Like an alcoholic who craves alcohol he craved to kill himself by shooting himself, keys to the gun cabinet was left easily for him to find.
His last head injury in Africa exposed the cranial fluid, the injury made him insane that is clear.

----------


## Calypso Jones

do you think that contamination of the cranial fluid can cause insanity?

----------


## Tennyson

I think the family history of hereditary hemochromatosis and suicides was the culprit.

----------

Quark (01-21-2018)

----------


## ruthless terrier

i think the electroshock treatments did him in.
but the guy was an excessive alcoholic.

----------


## Calypso Jones

electricity and alcohol do not mix.

----------


## Dave37

All artists have to suffer to create but his choice to end it was his.

----------


## Neo

> do you think that contamination of the cranial fluid can cause insanity?


Throughout his life he suffered from head injuries, in his last hunting trip to Africa he unluckily experienced 2 head injuries in airplane crashes, the last injury seems to have finished him mentally.
He couldn’t come to terms with his fathers death it seems to be a recurring theme in his writing.
It is my belief that the cranial fluid exposure helped progress his mental degredation amounting to him believing the FBI were out to get him and need to kill himself.

----------


## Dave37

Must be crazy if you think the FBI is out to get you... oh wait, maybe not.

----------


## Coolwalker

Jesus that was 1959 wasn't it?

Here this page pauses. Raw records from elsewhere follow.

PR #2432, opened 2022-09-08
Minor documentation fixes for controller-led

irenarindos:


internal/cmd/commands/workerscmd/controller-led_funcs.go
```diff
@@ -19,7 +19,7 @@ func (c *ControllerLedCommand) extraControllerLedHelpFunc(helpMap map[string]fun
 			"",
 			"  Create a worker using the controller-led approach, receiving an activation token for a worker. Example:",
 			"",
-			`    $ boundary workers create controller-led -name us-east-1-1 "`,
+			`    $ boundary workers create controller-led -name us-east-1-1 `,
```
jefferai, line 22: There also weirdly seems to be an extra space at the end of the line, can you remove that too?

jefferai (approved):
Thank you!

internal/cmd/commands/workerscmd/controller-led_funcs.go
irenarindos: Done!

PR #2435, opened 2022-09-08
Use an atomic.Pointer to store wrapped DB objects

jefferai:
This allows atomically swapping to the new object. A timeout is introduced so that if the object is swapped after the existing one has been looked up it isn't immediately invalidated. The timeout is arbitrary but has been set to five minutes as anything running that long probably _should_ be interrupted.

This could be done with mutexes to avoid the arbitrary timeout, but that carries its own risk: if a write lock is attempted to be acquired while a query is holding a read lock, the write lock will block, and any subsequent read locks will also block since write locks take priority. As a result, if a query is long-running or timing out, all other queries in the system will become blocked. Our default user request timeout is 90 seconds and some jobs have no timeout at all, so this is not a purely theoretical concern, even if it's unlikely. So for the moment, using an atomic pointer feels gross but safer.

### DIFF
--- a/internal/db/db.go
+++ b/internal/db/db.go
@@ -68,15 +68,34 @@ func (db *DB) Swap(ctx context.Context, newDB *DB) (closeDbFn, error) {
 	oldDbw := db.wrapped.Swap(newDB.wrapped.Load())
 	closeOldDbFn := func(ctx context.Context) {
 		go func() {
-			t := time.NewTimer(CloseSwappedDbDuration)
-			select {
-			case <-t.C:
-				if err := oldDbw.Close(ctx); err != nil {
-					event.WriteError(ctx, op, errors.Wrap(ctx, err, op))
+			maxTime := time.Now().Add(CloseSwappedDbDuration)
+			t := time.NewTicker(time.Second)
+			var done bool
+			for {
+				select {
+				case <-t.C:
+					if time.Now().After(maxTime) || done {
+						t.Stop()
+						if err := oldDbw.Close(ctx); err != nil {
+							event.WriteError(ctx, op, errors.Wrap(ctx, err, op))
+						}
+						return
+					}
+					sqlDb, err := oldDbw.SqlDB(ctx)
+					if err != nil {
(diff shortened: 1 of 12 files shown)


internal/db/db.go
```diff
@@ -42,42 +44,49 @@ func StringToDbType(dialect string) (DbType, error) {
...
-	db.mu.Unlock()
+	oldDbw := db.wrapped.Swap(newDB.wrapped.Load())
+	closeOldDbFn := func(ctx context.Context) {
+		go func() {
+			t := time.NewTimer(CloseSwappedDbDuration)
+			select {
+			case <-t.C:
+				if err := oldDbw.Close(ctx); err != nil {
+					event.WriteError(ctx, op, errors.Wrap(ctx, err, op))
+				}
```
hugoamvieira, line 76: This is my only concern, because it means that for any swap operation, we'll have 2  connections (per controller) that will just sit there for whatever's set in `CloseSwappedDbDuration`.

We've already got a significant problem with database connections and this will only push our average connection count up over time on deployments that make use of this feature.

As it stands, if we change the database credentials and switch over, we'd have a minimum of 5 connections per controller (assuming we lock the DB) for whatever is in `CloseSwappedDbDuration`, after which will revert to the normal 3.

image

I don't particularly have a code solution for this, and I understand why we need to do this, I just thought it was something that we should be aware of. My only idea at the moment is that perhaps on deployments that make use of this feature we could tweak `CloseSwappedDbDuration` to minimise any impact this could have.

hugoamvieira (approved):
Thanks Jeff! I've run some manual testing as well and it all seems to work perfectly 😄 

I only have one concern ⬇️

tmessi (approved):
awesome

internal/db/db.go
tmessi: We could try examining the [sql.DBStats](https://pkg.go.dev/database/sql#DBStats) to see if there is only idle connections in the pool and close instead of waiting the full time.

tmessi (approved):

PR #114, opened 2018-11-18
decode: implement remaining xchg reg32, oax instructions

zhuowei:
This is just a copy-paste of the same code as the already implemented `xchg odi, oax` for the rest of the registers.


tbodt:
Thanks! Not sure why these weren't already implemented.

PR #116, opened 2018-11-19
Make copy/arrow keys/escape/a bunch of other stuff work again

saagarjha:
The current `-[TerminalView canPerformAction:withSender:]` breaks a bunch of things because it returns `NO` for a bunch of commands we can actually handle, such as copying or `handleKeyEquivalent:`.

### DIFF
--- a/app/TerminalView.m
+++ b/app/TerminalView.m
@@ -117,12 +117,6 @@ typedef enum {
     [self.terminal sendInput:data.bytes length:data.length];
 }
 
-- (BOOL)canPerformAction:(SEL)action withSender:(id)sender {
-    if (action == @selector(paste:))
-        return YES;
-    return NO;
-}
-
 - (void)paste:(id)sender {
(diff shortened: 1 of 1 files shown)


tbodt:
I was wondering why the hide keyboard button wasn't working. Does pasting from the context menu still work with this removed?

saagarjha:
Hang on, let me check. How exactly do you get the context menu to show up?

tbodt:
Long press on some text.

tbodt:
Checked the docs, apparently the default implementation of `canPerformAction:withSender:` just calls `respondsToSelector:`. If that's true then I'm smacking myself for not reading the docs earlier.

saagarjha:
…turns out having a breakpoint at `-[UIResponder canPerformAction:withSender:]` makes the thing not show up. D'oh. But yes, pasting from the context menu works.

tbodt:
Well then.

PR #118, opened 2018-11-19
decode: implement fxam

zhuowei:
There's no interpreter version yet.

----

This fixes the illegal instruction error when running `apt update` in a Ubuntu rootfs.

I haven't tested if this is accurate. `apt update` runs this instruction to show download progress. Since `select` with more than one fd doesn't work, it's stuck at 0%, so I can't tell if the instruction is broken.

### DIFF
--- a/emu/fpu.c
+++ b/emu/fpu.c
@@ -245,3 +245,27 @@ void fpu_patan(struct cpu_state *cpu) {
     ST(1) = f80_from_double(atan2(f80_to_double(ST(1)), f80_to_double(ST(0))));
     fpu_pop(cpu);
 }
+
+void fpu_xam(struct cpu_state *cpu) {
+    float80 f = ST(0);
+    int outflags = 0;
+    if (!f80_is_supported(f)) {
+        outflags = 0b000;
+    } else if (f80_isnan(f)) {
+        outflags = 0b001;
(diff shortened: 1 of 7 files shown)


emu/fpu.c
```diff
@@ -245,3 +245,27 @@ void fpu_patan(struct cpu_state *cpu) {
...
+        outflags = 0b001;
+    } else if (f80_isinf(f)) {
+        outflags = 0b011;
+    } else if (f80_iszero(f)) {
+        outflags = 0b100;
+    } else if (f80_isdenormal(f)) {
+        outflags = 0b110;
+    } else {
+        // normal.
+        // todo: empty
```
tbodt: Emptiness attribute for FPU stack registers is not implemented.

zhuowei: ah, ok.

tbodt:
Thanks!

zhuowei:
@tbodt This is [probably as far as I can go](https://github.com/zhuowei/ish/commits/master) for getting `apt` working in Ubuntu.

`apt update` runs `select` with multiple FDs, and I don't know how to implement that.
`apt show` shows "Unable to determine file size for fd 4 - fstat (2: No such file or directory)". Not sure why.

PR #178, opened 2018-12-10
reorganize device initialization for mem devs

lunixbochs:
I was going to implement /dev/random, but it seems like the best option is to proxy to the real file and I didn't want to dig into your fd mapping and flags stuff, so here's the cleanup I did to prep for it.

### DIFF
--- a/fs/dev.c
+++ b/fs/dev.c
@@ -1,6 +1,7 @@
 #include "kernel/errno.h"
 #include "fs/fd.h"
 #include "fs/dev.h"
+#include "fs/mem.h"
 #include "fs/tty.h"
 
 #pragma GCC diagnostic ignored "-Winitializer-overrides"
@@ -9,7 +10,7 @@ struct dev_ops *block_devs[] = {
 };
 struct dev_ops *char_devs[] = {
     [0 ... 255] = NULL,
-    [1] = &null_dev,
+    [1] = &mem_dev,
     [4] = &tty_dev,
 };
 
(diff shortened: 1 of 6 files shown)


tbodt:
I really don't think it's worth putting the null device in its own file, I'd want to put it in fs/mem.c. It also might be a good idea to make a new subdirectory for devices? Perhaps not yet.

tbodt:
The way I was planning on implementing /dev/u?random was writing a random_open function that would open /dev/u?random, put the resulting fd in real_fd, and install realfs_read/realfs_write/realfs_close.

lunixbochs:
Yes, but the open mode/flags should be preserved, or at least write mode + write write calls should be intercepted and null routed possibly with a permissions check (might not work on iOS anyway), stuff does write to it as root and it’s probably best to preserve the same error situations.  I mostly didn’t want to duplicate the big flag lookup from realfd_open.

lunixbochs:
Possible compromise: dev null/zero/full defined completely in their respective headers? Because they all need to go wherever null is, my problem was in dumping a ton of devices in one file.

Possible folder structure: fs/dev.c fs/dev/mem.c fs/proc/* and fs/sys/*?

tbodt:
I don’t think there’s anything wrong with putting a bunch of simple, related devices in the same file.

Maybe a better impl of u?random would be to have a global randomness generation function
that returns data from an eternally open /dev/urandom fd. Then anything that needs randomness (there are a couple places other than random devices) can use that.

lunixbochs:
The problem is consistency, there are 13 mem devices and some aren't as simple, but at that point IMO they should all or none go in mem.c.

I think get_random() is a totally reasonable API, that's how SecCopyRandomBytes on iOS works anyway. We should just proxy to either SecCopyRandomBytes or linux' getrandom(). Where would you put a global helper like that?

tbodt:
get_random would go in kernel/random.c I suppose.

PR #181, opened 2018-12-10
/dev/[u]random implementation

lunixbochs:
supercedes https://github.com/tbodt/ish/pull/178

reorganizes memory devices, adds device handlers for /dev/random, zero, full

### DIFF
--- a/.travis.yml
+++ b/.travis.yml
@@ -2,6 +2,7 @@ macros:
     - &linux
       language: c
       os: linux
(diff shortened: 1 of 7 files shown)


tbodt:
There's still the slight problem of the /dev nodes not existing. Maybe those should be created on app launch if they don't exist?

lunixbochs:
I think that would be a good use of overlay mounts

In today's world the importance of that on a scale of 1-10 is zero.

----------

ChemEngineer (01-22-2018)

----------


## Dr. Felix Birdbiter

One of his grand daughters killed herself as well.  Maybe ending your own life is hereditary.

----------


## Tennyson

I am a much bigger fan of Hemingway's short stories over his novels. What is everyone else's preference.

----------



----------


## ChemEngineer

> Jesus that was 1959 wasn't it? In today's world the importance of that on a scale of 1-10 is zero.



Did you hear?  The Titanic sunk.

----------


## Neo

> I am a much bigger fan of Hemingway's short stories over his novels. What is everyone else's preference.


His short stories were quite good, they were money makers for him, at 50c a word it was quite lucrative, the magazines couldn’t get enough.

----------

Tennyson (01-23-2018)

----------